# 14-year-old Confesses To  Killing His Entire Family



## Laela (Sep 3, 2019)

*Alabama Teenager Confesses to Killing 5 Family Members, Authorities Say*
The 14-year-old, who has not been identified, called the police to say he had heard gunshots in his house. Later, he admitted that he had fired them, the authorities said.






The killings unnerved Elkmont, a town of about 430 people in northern Alabama.   CreditWHNT-TV News, via Associated Press



By Christine Hauser
Sept. 3, 2019Updated 5:14 p.m. ET
*
T*he 911 call came in late on Monday. It was from a 14-year-old boy in Elkmont, Ala., with an alarming story of gunfire coming from upstairs in his family’s home.

But on Tuesday the case took a disturbing turn: The boy confessed that he had fired the shots, killing his father, his stepmother and three siblings, the Limestone County Sheriff’s Department said.

The 14-year-old, whose name was not released, helped investigators retrieve the handgun that he said he had used in the shootings before tossing it on the side of a road, the sheriff’s department said.

One adult and two children died at the house, while an adult and the third child died in hospitals, according to the department. Their names were not immediately released.

The authorities have not released a motive. It was not immediately clear who owned the gun or whether other people were in the house at the time of the shooting, which occurred before midnight on Monday.

Mr. West said that he arrived at the scene around 1 a.m. on Tuesday. He said he saw the boy sitting in the front seat of the sheriff’s vehicle, next to Sheriff Mike Blakely. Autopsies on the five victims were being conducted in Huntsville, he said.

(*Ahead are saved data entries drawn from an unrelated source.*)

PR #273, opened 2023-12-01
Add CertifyKey CSR Verfication Test

jhand2:
Add a verification test for running CertifyKey in CSR mode.

### DIFF
--- a/platform/src/default.rs
+++ b/platform/src/default.rs
@@ -1,6 +1,6 @@
 // Licensed under the Apache-2.0 license
 
-use crate::{Platform, PlatformError, MAX_CHUNK_SIZE};
+use crate::{Platform, PlatformError, MAX_CHUNK_SIZE, MAX_SN_SIZE};
 use core::cmp::min;
 use openssl::x509::X509;
 
@@ -16,6 +16,12 @@ pub const TEST_CERT_CHAIN: &[u8] = include_bytes!("test_data/cert_256.der");
 
 #[cfg(feature = "dpe_profile_p384_sha384")]
 pub const TEST_CERT_CHAIN: &[u8] = include_bytes!("test_data/cert_384.der");
+
+#[cfg(feature = "dpe_profile_p256_sha256")]
+pub const TEST_CERT_PEM: &[u8] = include_bytes!("test_data/cert_256.pem");
+
+#[cfg(feature = "dpe_profile_p384_sha384")]
+pub const TEST_CERT_PEM: &[u8] = include_bytes!("test_data/cert_384.pem");
 
 impl Platform for DefaultPlatform {
     fn get_certificate_chain(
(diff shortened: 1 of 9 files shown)


verification/certifyKey.go
```diff
@@ -133,6 +118,37 @@ func TestCertifyKeySimulation(d TestDPEInstance, c DPEClient, t *testing.T) {
...
+	if err != nil {
+		t.Fatalf("[FATAL]: Could not certify key: %v", err)
+	}
+
+	wrappedCSR, err := pkcs7.Parse(certifyKeyResp.Certificate)
+	if err != nil {
+		t.Fatalf("[FATAL]: Could not unmarshal CSR CMS message: %v", err)
+	}
+
+	csr, err := x509.ParseCertificateRequest(wrappedCSR.Content)
```
sree-revoori1, line 144: Currently it looks like we are parsing the CMS, the CSR, and the extensions within the CRI in the CSR. Do you think it would be good to parse and validate some more fields? Probably overkill to do all of them but a few things I have in mind: 
- version in certification_request_info
- subject name in certification_request_info
- public key
- signature alg/signature value

jhand2: Done. One thing I found is that in SerialNumberAndIssuer, I think the Serial Number is supposed to be the issuer's serial number rather than the subject serial number.

I can't 100% tell from the spec, but otherwise the cert verification fails.

platform/src/default.rs
```diff
@@ -53,6 +59,20 @@ impl Platform for DefaultPlatform {
         Ok(issuer_name.len())
     }
 
+    fn get_issuer_sn(&mut self, out: &mut [u8; MAX_SN_SIZE]) -> Result<usize, PlatformError> {
+        let sn = X509::from_pem(TEST_CERT_PEM)
```
sree-revoori1, line 63: nit: maybe we should make a const value for the X509 representation of TEST_CERT_PEM so we don't have to repeat work in get_issuer_name and get_issuer_sn when converting the PEM to an X509?

sree-revoori1 (approved):

sree-revoori1:
Could you add something to https://github.com/TrustedComputingGroup/Server-Internal/blob/main/dpe-irot-profile/main.md#requirements-for-csrs to clarify what the IssuerAndSerialNumber field should be?

verification/certifyKey.go
sree-revoori1: Yeah I think you're right. Thanks for catching this.

jhand2:
> Could you add something to https://github.com/TrustedComputingGroup/Server-Internal/blob/main/dpe-irot-profile/main.md#requirements-for-csrs to clarify what the IssuerAndSerialNumber field should be?

Opened a PR at https://github.com/TrustedComputingGroup/Server-Internal/pull/142

PR #278, opened 2023-12-07
Allow DPE to be initialized with a measurement

sree-revoori1:
Add a function new_auto_init that allows DPE to be auto-initialized with some input data and tci type.

### DIFF
--- a/dpe/src/dpe_instance.rs
+++ b/dpe/src/dpe_instance.rs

Sheriff Blakely did not return calls for comment on Tuesday. A sheriff’s department spokesman, Stephen Young, told local reporters at the scene that deputies had been called to the house by the teenager, who said he was downstairs when he heard shooting upstairs, WAFF-TV reported.

At noon on Tuesday, a few dozen people and leaders from about 10 churches in the area gathered at Elkmont United Methodist Church to pray for the family and the community, said the pastor there, Thom Porter. They read passages from Philippians and Jeremiah, highlighting the verses on trusting in God and praying in times of anxiety. “I think it is a shock to our community to hear this news early this morning,” he said in an interview.

Elkmont High School said on its Facebook page that it would have counselors available on Tuesday. The first day of school for students was on Aug. 5.

Donna Ferrazas, who works at a convenience store in downtown Elkmont, said she had exchanged pleasantries on Monday afternoon with the brother of the father who was shot. The woman who was shot, she said, had been one of her daughter’s teachers.

“We are a small town and we are kind of spread out, but we all know each other,” she said in a telephone interview. “Just from being in a small town, you go past each other every day.”

“Let’s put it this way: I have always described it as a little Norman Rockwell town,” she said. “And this has shook us.”

Kitty Bennett contributed reporting.


----------



## Laela (Sep 3, 2019)

What would possess a child to do this? He allegedly killed his father, his stepmother,  his  6-months old brother,  a sister, 5; and a brother, 6.
Where did he get the gun?!


----------



## ElegantPearl17 (Sep 3, 2019)

this is so sad. may they RIP.


----------



## nyeredzi (Sep 3, 2019)

i hate guns. yeah, yeah, it's not the gun, blah blah blah. but i do , i hate guns.


----------



## discodumpling (Sep 4, 2019)

The way the story is written its obvious this ain't US. Sitting in the front seat of the sherrifs car after the murders? Did they also take him to Wendy's? Let the coddling begin. 
Why are y/t folks so mad....#timesup a change is coming and they are scared of losing the privilege, power and position they had.


----------



## Reinventing21 (Sep 4, 2019)

discodumpling said:


> The way the story is written its obvious this ain't US. Sitting in the front seat of the sherrifs car after the murders? Did they also take him to Wendy's? Let the coddling begin.
> Why are y/t folks so mad....#timesup a change is coming and they are scared of losing the privilege, power and position they had.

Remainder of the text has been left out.